● **WHAT NEEDS TO BE DONE**: Reproduce, from the lines below, exactly the stretch that begins at the line containing "Anyway, this should" and ends at the line containing "Note that the restricted", both included.

● **TASK DATA**:
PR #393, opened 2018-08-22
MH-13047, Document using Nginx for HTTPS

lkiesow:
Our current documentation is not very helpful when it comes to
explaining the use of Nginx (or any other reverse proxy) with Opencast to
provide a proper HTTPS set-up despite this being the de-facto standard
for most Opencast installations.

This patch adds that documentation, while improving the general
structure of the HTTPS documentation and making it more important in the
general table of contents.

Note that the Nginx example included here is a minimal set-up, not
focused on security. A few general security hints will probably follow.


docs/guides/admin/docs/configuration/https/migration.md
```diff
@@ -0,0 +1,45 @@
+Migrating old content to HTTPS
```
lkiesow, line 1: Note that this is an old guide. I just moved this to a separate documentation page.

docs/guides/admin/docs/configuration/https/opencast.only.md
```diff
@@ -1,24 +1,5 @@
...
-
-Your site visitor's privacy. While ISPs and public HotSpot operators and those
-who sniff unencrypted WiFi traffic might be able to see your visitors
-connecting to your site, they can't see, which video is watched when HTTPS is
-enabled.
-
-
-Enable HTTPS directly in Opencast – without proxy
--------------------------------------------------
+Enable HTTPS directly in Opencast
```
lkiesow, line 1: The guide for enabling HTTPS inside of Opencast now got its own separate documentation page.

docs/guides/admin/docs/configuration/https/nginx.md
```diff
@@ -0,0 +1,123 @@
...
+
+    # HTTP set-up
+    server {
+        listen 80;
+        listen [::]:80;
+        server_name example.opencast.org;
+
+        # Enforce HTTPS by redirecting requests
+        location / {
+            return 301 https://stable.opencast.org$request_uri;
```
---
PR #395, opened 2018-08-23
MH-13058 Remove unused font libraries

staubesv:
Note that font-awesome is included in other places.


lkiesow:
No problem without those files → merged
--
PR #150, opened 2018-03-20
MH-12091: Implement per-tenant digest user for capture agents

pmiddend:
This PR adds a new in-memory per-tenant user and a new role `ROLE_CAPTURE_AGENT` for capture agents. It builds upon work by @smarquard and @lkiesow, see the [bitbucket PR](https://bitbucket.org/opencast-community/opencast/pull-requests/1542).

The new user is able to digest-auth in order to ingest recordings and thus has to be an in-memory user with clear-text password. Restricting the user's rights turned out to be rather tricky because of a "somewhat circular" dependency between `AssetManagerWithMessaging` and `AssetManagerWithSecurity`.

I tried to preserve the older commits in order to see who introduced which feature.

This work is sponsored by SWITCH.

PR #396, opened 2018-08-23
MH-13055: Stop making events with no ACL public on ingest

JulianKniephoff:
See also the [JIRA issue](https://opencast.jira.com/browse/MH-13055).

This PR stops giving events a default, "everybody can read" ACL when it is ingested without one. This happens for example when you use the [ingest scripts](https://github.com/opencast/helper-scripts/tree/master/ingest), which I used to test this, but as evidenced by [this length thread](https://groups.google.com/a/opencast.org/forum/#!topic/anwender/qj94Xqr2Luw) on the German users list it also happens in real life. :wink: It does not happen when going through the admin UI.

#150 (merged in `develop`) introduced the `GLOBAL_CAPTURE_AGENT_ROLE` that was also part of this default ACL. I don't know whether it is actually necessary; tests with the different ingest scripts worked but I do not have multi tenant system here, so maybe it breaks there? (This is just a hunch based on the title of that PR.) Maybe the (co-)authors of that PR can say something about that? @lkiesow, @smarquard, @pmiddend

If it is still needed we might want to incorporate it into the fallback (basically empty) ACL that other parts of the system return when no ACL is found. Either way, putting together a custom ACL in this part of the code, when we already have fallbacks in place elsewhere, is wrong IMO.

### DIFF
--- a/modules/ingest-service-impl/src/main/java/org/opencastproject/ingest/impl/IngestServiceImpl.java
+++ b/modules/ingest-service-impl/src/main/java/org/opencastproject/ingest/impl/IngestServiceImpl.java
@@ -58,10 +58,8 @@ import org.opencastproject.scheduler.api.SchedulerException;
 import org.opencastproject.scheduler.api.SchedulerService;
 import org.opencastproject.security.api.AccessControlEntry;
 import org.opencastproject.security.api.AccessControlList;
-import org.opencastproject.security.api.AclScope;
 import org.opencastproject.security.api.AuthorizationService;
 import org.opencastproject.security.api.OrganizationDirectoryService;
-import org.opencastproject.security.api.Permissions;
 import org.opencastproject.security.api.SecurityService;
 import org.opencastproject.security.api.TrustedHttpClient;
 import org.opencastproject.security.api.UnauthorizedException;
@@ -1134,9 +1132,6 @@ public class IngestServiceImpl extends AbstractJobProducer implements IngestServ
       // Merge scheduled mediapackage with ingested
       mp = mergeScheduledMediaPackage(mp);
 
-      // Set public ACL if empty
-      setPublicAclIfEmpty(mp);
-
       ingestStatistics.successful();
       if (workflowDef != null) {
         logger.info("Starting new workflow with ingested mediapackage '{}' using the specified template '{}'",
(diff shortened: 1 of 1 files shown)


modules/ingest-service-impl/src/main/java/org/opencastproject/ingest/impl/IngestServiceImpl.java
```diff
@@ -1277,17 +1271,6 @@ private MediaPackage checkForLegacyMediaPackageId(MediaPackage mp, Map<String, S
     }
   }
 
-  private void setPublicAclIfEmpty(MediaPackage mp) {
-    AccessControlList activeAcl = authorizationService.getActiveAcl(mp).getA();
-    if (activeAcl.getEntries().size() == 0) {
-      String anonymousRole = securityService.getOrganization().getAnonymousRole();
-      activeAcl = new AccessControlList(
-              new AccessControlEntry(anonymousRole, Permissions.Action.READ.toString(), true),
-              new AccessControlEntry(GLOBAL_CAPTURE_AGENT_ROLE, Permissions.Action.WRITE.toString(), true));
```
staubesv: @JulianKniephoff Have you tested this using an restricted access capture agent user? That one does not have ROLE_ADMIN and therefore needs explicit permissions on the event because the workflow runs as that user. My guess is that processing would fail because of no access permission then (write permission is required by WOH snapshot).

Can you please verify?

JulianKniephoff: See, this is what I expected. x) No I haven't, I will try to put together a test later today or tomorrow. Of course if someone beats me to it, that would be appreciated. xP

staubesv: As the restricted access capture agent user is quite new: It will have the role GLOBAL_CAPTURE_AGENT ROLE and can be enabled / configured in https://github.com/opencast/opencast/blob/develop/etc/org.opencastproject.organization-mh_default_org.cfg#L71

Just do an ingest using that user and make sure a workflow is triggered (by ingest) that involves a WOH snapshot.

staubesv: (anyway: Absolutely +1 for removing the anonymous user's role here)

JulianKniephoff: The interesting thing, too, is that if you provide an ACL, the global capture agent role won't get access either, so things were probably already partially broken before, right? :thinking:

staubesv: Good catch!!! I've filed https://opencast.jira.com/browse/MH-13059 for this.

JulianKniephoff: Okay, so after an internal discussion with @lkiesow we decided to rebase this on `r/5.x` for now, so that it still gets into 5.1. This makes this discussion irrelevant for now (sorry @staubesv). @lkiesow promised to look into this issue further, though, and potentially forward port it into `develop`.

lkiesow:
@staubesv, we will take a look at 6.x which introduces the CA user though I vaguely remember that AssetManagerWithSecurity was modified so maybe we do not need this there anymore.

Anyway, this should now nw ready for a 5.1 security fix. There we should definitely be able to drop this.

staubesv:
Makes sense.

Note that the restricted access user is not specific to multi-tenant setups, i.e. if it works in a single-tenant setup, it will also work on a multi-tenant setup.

● **SOLUTION BELOW**:
Anyway, this should now nw ready for a 5.1 security fix. There we should definitely be able to drop this.

staubesv:
Makes sense.

Note that the restricted access user is not specific to multi-tenant setups, i.e. if it works in a single-tenant setup, it will also work on a multi-tenant setup.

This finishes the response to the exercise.